START SOURCE INFORMATION
PR #282, opened 2022-07-10
sync: Add timeouts for request/response tests

altonen:
The test is a little unreliable on Windows but it's really infrequent and thus hard to debug so these changes will hopefully reveal something about the issue.

### DIFF
--- a/p2p/src/sync/tests/request_response.rs
+++ b/p2p/src/sync/tests/request_response.rs
@@ -16,7 +16,8 @@
 // Author(s): A. Altonen
 use super::*;
 use crate::message::*;
-use std::collections::HashSet;
+use std::{collections::HashSet, time::Duration};
+use tokio::time::timeout;
 
 #[tokio::test]
 async fn test_request_response() {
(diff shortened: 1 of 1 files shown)


stanislav-tkach (approved):

p2p/src/sync/tests/request_response.rs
END SOURCE INFORMATION
**EXERCISE PROMPT**
Return each entry above exactly, leaving none out.

**TASK ANSWER**
PR #282, opened 2022-07-10
sync: Add timeouts for request/response tests

altonen:
The test is a little unreliable on Windows but it's really infrequent and thus hard to debug so these changes will hopefully reveal something about the issue.

### DIFF
--- a/p2p/src/sync/tests/request_response.rs
+++ b/p2p/src/sync/tests/request_response.rs
@@ -16,7 +16,8 @@
 // Author(s): A. Altonen
 use super::*;
 use crate::message::*;
-use std::collections::HashSet;
+use std::{collections::HashSet, time::Duration};
+use tokio::time::timeout;
 
 #[tokio::test]
 async fn test_request_response() {
(diff shortened: 1 of 1 files shown)


stanislav-tkach (approved):

p2p/src/sync/tests/request_response.rs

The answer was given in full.